About this task:
Look through the records below and give the number of lines holding the string "LGTM", nothing more.
------------------------
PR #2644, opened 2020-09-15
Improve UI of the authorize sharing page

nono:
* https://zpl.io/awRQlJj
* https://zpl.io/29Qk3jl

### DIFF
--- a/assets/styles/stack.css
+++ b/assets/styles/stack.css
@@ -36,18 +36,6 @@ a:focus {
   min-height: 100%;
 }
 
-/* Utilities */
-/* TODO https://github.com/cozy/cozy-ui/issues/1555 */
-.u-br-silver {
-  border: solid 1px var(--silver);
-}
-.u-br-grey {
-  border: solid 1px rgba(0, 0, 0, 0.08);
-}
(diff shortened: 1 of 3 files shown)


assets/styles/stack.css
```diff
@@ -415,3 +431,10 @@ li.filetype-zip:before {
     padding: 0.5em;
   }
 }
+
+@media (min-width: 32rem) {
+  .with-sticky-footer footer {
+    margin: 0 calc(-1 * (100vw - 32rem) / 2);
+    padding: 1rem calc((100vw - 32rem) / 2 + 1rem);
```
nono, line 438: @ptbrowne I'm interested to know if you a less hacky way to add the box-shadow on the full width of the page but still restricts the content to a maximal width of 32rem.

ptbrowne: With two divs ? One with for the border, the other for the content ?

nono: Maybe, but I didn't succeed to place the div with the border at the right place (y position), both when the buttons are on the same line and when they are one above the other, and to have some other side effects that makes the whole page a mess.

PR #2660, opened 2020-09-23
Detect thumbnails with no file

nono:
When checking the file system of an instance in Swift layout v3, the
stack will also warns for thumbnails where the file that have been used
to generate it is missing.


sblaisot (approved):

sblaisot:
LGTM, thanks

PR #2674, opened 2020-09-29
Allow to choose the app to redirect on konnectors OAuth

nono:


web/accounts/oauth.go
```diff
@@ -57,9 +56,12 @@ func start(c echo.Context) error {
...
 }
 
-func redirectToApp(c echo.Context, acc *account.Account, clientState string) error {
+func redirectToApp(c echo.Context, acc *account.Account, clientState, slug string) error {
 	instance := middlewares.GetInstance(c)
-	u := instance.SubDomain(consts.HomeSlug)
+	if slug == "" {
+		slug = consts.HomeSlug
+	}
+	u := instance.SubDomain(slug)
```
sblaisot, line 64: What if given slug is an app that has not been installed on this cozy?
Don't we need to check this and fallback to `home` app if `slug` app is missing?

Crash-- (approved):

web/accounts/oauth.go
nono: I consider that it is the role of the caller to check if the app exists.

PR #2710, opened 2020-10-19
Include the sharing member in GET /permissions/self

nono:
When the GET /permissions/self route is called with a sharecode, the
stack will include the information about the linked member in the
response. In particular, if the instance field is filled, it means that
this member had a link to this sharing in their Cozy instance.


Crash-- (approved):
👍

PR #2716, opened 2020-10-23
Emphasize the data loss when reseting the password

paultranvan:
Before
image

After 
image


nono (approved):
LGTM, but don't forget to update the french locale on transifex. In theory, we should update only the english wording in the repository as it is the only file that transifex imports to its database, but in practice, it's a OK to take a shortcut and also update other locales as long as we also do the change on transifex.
------------------------
Solution for this exercise:
2